-- Problem requirements --
An exact reproduction of all the entries is the expected answer.

-- Data for processing --
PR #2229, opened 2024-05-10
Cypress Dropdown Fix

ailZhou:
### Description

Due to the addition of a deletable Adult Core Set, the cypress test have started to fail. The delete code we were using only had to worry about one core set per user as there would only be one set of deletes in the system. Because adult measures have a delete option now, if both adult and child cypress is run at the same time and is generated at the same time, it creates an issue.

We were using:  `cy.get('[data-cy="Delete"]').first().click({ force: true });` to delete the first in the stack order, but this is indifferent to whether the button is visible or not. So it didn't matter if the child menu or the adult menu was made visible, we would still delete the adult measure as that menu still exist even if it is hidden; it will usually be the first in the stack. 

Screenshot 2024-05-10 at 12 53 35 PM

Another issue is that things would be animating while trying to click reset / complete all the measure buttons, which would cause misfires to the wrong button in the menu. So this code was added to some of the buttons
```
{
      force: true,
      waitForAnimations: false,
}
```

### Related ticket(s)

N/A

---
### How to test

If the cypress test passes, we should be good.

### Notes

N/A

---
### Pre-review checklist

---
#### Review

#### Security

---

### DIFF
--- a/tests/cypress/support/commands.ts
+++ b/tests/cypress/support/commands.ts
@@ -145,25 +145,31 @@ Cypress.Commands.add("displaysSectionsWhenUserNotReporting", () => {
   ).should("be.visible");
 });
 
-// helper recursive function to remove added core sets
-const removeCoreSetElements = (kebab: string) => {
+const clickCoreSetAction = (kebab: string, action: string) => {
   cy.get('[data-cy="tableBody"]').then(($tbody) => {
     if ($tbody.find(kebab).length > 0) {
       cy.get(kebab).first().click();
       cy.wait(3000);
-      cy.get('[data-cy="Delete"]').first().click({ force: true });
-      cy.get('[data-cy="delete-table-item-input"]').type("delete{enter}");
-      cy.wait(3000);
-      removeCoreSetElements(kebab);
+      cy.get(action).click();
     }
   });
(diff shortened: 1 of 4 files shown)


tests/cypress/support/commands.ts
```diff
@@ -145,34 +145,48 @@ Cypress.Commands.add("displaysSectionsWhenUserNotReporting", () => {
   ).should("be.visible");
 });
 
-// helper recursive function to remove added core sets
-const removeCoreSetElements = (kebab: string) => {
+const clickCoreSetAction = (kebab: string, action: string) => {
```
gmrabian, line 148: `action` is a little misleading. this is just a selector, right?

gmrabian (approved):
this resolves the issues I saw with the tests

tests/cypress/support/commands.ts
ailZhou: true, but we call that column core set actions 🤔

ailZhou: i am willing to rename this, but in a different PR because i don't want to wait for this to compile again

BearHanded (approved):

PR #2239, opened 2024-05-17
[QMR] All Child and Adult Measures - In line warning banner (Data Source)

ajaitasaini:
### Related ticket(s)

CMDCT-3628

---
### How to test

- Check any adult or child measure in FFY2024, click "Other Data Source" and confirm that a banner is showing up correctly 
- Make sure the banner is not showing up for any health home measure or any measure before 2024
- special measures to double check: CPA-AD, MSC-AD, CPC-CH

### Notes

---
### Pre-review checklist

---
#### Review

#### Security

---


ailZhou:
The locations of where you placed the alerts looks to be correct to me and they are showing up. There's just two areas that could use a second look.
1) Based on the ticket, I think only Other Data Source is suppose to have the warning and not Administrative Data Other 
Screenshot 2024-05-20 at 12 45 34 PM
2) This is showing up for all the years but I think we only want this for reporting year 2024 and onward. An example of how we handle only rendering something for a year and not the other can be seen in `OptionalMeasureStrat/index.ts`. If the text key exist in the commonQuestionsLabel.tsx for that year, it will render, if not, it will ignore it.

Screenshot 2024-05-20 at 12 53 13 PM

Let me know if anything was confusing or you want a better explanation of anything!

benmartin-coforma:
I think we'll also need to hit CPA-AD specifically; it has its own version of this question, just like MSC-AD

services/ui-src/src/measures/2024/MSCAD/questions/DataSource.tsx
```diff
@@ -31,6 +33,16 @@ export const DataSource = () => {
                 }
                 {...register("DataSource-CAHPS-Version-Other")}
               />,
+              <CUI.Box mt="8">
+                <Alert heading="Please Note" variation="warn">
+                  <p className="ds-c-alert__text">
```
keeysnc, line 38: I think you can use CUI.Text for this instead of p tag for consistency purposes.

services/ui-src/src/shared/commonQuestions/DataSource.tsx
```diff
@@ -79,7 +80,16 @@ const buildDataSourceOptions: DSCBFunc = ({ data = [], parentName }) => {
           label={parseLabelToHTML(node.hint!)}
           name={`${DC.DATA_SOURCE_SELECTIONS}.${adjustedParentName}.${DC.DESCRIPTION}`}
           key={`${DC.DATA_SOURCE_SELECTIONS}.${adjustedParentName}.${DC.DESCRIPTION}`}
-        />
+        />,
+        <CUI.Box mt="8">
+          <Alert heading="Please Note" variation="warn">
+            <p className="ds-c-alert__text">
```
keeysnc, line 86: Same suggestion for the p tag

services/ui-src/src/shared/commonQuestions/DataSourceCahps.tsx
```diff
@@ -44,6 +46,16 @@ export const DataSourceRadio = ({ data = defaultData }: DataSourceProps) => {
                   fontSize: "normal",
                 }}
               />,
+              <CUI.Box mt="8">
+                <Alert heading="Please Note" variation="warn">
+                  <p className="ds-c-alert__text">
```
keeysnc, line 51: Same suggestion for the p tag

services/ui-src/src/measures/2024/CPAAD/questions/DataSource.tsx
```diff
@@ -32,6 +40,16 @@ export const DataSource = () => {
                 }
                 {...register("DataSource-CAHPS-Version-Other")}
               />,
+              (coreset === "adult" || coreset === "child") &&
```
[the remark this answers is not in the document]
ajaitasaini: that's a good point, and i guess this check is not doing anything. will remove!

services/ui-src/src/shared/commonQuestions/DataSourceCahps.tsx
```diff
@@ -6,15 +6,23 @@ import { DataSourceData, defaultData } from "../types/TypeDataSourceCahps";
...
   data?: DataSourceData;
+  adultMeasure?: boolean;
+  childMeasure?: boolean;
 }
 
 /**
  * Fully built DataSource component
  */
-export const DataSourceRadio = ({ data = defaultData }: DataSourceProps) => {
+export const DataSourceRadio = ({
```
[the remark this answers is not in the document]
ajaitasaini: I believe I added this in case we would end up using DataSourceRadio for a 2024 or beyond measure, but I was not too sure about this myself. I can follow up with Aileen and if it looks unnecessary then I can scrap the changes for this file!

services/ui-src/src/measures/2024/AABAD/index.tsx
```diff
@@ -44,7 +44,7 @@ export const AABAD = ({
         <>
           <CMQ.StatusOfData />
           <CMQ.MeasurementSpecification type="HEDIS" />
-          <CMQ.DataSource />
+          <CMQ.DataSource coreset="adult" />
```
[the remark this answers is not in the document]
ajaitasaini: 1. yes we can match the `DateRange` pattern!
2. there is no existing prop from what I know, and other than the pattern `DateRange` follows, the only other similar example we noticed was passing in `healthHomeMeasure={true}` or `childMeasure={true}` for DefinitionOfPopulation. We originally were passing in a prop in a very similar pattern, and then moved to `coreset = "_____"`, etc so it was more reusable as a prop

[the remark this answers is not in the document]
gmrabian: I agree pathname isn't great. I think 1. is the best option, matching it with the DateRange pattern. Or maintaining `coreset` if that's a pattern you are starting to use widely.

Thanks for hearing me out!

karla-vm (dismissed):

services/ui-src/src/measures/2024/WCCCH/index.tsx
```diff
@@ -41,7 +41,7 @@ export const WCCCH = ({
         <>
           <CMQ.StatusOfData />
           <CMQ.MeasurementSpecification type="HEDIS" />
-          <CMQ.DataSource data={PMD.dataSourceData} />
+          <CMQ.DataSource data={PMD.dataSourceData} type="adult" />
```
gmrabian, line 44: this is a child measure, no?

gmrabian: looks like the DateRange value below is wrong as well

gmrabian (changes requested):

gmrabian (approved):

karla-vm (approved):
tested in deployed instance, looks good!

-- Solution to this task --
PR #2229, opened 2024-05-10
Cypress Dropdown Fix

ailZhou:
### Description

Due to the addition of a deletable Adult Core Set, the cypress test have started to fail. The delete code we were using only had to worry about one core set per user as there would only be one set of deletes in the system. Because adult measures have a delete option now, if both adult and child cypress is run at the same time and is generated at the same time, it creates an issue.

We were using:  `cy.get('[data-cy="Delete"]').first().click({ force: true });` to delete the first in the stack order, but this is indifferent to whether the button is visible or not. So it didn't matter if the child menu or the adult menu was made visible, we would still delete the adult measure as that menu still exist even if it is hidden; it will usually be the first in the stack. 

Screenshot 2024-05-10 at 12 53 35 PM

Another issue is that things would be animating while trying to click reset / complete all the measure buttons, which would cause misfires to the wrong button in the menu. So this code was added to some of the buttons
```
{
      force: true,
      waitForAnimations: false,
}
```

### Related ticket(s)

N/A

---
### How to test

If the cypress test passes, we should be good.

### Notes

N/A

---
### Pre-review checklist

---
#### Review

#### Security

---

### DIFF
--- a/tests/cypress/support/commands.ts
+++ b/tests/cypress/support/commands.ts
@@ -145,25 +145,31 @@ Cypress.Commands.add("displaysSectionsWhenUserNotReporting", () => {
   ).should("be.visible");
 });
 
-// helper recursive function to remove added core sets
-const removeCoreSetElements = (kebab: string) => {
+const clickCoreSetAction = (kebab: string, action: string) => {
   cy.get('[data-cy="tableBody"]').then(($tbody) => {
     if ($tbody.find(kebab).length > 0) {
       cy.get(kebab).first().click();
       cy.wait(3000);
-      cy.get('[data-cy="Delete"]').first().click({ force: true });
-      cy.get('[data-cy="delete-table-item-input"]').type("delete{enter}");
-      cy.wait(3000);
-      removeCoreSetElements(kebab);
+      cy.get(action).click();
     }
   });
(diff shortened: 1 of 4 files shown)


tests/cypress/support/commands.ts
```diff
@@ -145,34 +145,48 @@ Cypress.Commands.add("displaysSectionsWhenUserNotReporting", () => {
   ).should("be.visible");
 });
 
-// helper recursive function to remove added core sets
-const removeCoreSetElements = (kebab: string) => {
+const clickCoreSetAction = (kebab: string, action: string) => {
```
gmrabian, line 148: `action` is a little misleading. this is just a selector, right?

gmrabian (approved):
this resolves the issues I saw with the tests

tests/cypress/support/commands.ts
ailZhou: true, but we call that column core set actions 🤔

ailZhou: i am willing to rename this, but in a different PR because i don't want to wait for this to compile again

BearHanded (approved):

PR #2239, opened 2024-05-17
[QMR] All Child and Adult Measures - In line warning banner (Data Source)

ajaitasaini:
### Related ticket(s)

CMDCT-3628

---
### How to test

- Check any adult or child measure in FFY2024, click "Other Data Source" and confirm that a banner is showing up correctly 
- Make sure the banner is not showing up for any health home measure or any measure before 2024
- special measures to double check: CPA-AD, MSC-AD, CPC-CH

### Notes

---
### Pre-review checklist

---
#### Review

#### Security

---


ailZhou:
The locations of where you placed the alerts looks to be correct to me and they are showing up. There's just two areas that could use a second look.
1) Based on the ticket, I think only Other Data Source is suppose to have the warning and not Administrative Data Other 
Screenshot 2024-05-20 at 12 45 34 PM
2) This is showing up for all the years but I think we only want this for reporting year 2024 and onward. An example of how we handle only rendering something for a year and not the other can be seen in `OptionalMeasureStrat/index.ts`. If the text key exist in the commonQuestionsLabel.tsx for that year, it will render, if not, it will ignore it.

Screenshot 2024-05-20 at 12 53 13 PM

Let me know if anything was confusing or you want a better explanation of anything!

benmartin-coforma:
I think we'll also need to hit CPA-AD specifically; it has its own version of this question, just like MSC-AD

services/ui-src/src/measures/2024/MSCAD/questions/DataSource.tsx
```diff
@@ -31,6 +33,16 @@ export const DataSource = () => {
                 }
                 {...register("DataSource-CAHPS-Version-Other")}
               />,
+              <CUI.Box mt="8">
+                <Alert heading="Please Note" variation="warn">
+                  <p className="ds-c-alert__text">
```
keeysnc, line 38: I think you can use CUI.Text for this instead of p tag for consistency purposes.

services/ui-src/src/shared/commonQuestions/DataSource.tsx
```diff
@@ -79,7 +80,16 @@ const buildDataSourceOptions: DSCBFunc = ({ data = [], parentName }) => {
           label={parseLabelToHTML(node.hint!)}
           name={`${DC.DATA_SOURCE_SELECTIONS}.${adjustedParentName}.${DC.DESCRIPTION}`}
           key={`${DC.DATA_SOURCE_SELECTIONS}.${adjustedParentName}.${DC.DESCRIPTION}`}
-        />
+        />,
+        <CUI.Box mt="8">
+          <Alert heading="Please Note" variation="warn">
+            <p className="ds-c-alert__text">
```
keeysnc, line 86: Same suggestion for the p tag

services/ui-src/src/shared/commonQuestions/DataSourceCahps.tsx
```diff
@@ -44,6 +46,16 @@ export const DataSourceRadio = ({ data = defaultData }: DataSourceProps) => {
                   fontSize: "normal",
                 }}
               />,
+              <CUI.Box mt="8">
+                <Alert heading="Please Note" variation="warn">
+                  <p className="ds-c-alert__text">
```
keeysnc, line 51: Same suggestion for the p tag

services/ui-src/src/measures/2024/CPAAD/questions/DataSource.tsx
```diff
@@ -32,6 +40,16 @@ export const DataSource = () => {
                 }
                 {...register("DataSource-CAHPS-Version-Other")}
               />,
+              (coreset === "adult" || coreset === "child") &&
```
[the remark this answers is not in the document]
ajaitasaini: that's a good point, and i guess this check is not doing anything. will remove!

services/ui-src/src/shared/commonQuestions/DataSourceCahps.tsx
```diff
@@ -6,15 +6,23 @@ import { DataSourceData, defaultData } from "../types/TypeDataSourceCahps";
...
   data?: DataSourceData;
+  adultMeasure?: boolean;
+  childMeasure?: boolean;
 }
 
 /**
  * Fully built DataSource component
  */
-export const DataSourceRadio = ({ data = defaultData }: DataSourceProps) => {
+export const DataSourceRadio = ({
```
[the remark this answers is not in the document]
ajaitasaini: I believe I added this in case we would end up using DataSourceRadio for a 2024 or beyond measure, but I was not too sure about this myself. I can follow up with Aileen and if it looks unnecessary then I can scrap the changes for this file!

services/ui-src/src/measures/2024/AABAD/index.tsx
```diff
@@ -44,7 +44,7 @@ export const AABAD = ({
         <>
           <CMQ.StatusOfData />
           <CMQ.MeasurementSpecification type="HEDIS" />
-          <CMQ.DataSource />
+          <CMQ.DataSource coreset="adult" />
```
[the remark this answers is not in the document]
ajaitasaini: 1. yes we can match the `DateRange` pattern!
2. there is no existing prop from what I know, and other than the pattern `DateRange` follows, the only other similar example we noticed was passing in `healthHomeMeasure={true}` or `childMeasure={true}` for DefinitionOfPopulation. We originally were passing in a prop in a very similar pattern, and then moved to `coreset = "_____"`, etc so it was more reusable as a prop

[the remark this answers is not in the document]
gmrabian: I agree pathname isn't great. I think 1. is the best option, matching it with the DateRange pattern. Or maintaining `coreset` if that's a pattern you are starting to use widely.

Thanks for hearing me out!

karla-vm (dismissed):

services/ui-src/src/measures/2024/WCCCH/index.tsx
```diff
@@ -41,7 +41,7 @@ export const WCCCH = ({
         <>
           <CMQ.StatusOfData />
           <CMQ.MeasurementSpecification type="HEDIS" />
-          <CMQ.DataSource data={PMD.dataSourceData} />
+          <CMQ.DataSource data={PMD.dataSourceData} type="adult" />
```
gmrabian, line 44: this is a child measure, no?

gmrabian: looks like the DateRange value below is wrong as well

gmrabian (changes requested):

gmrabian (approved):

karla-vm (approved):
tested in deployed instance, looks good!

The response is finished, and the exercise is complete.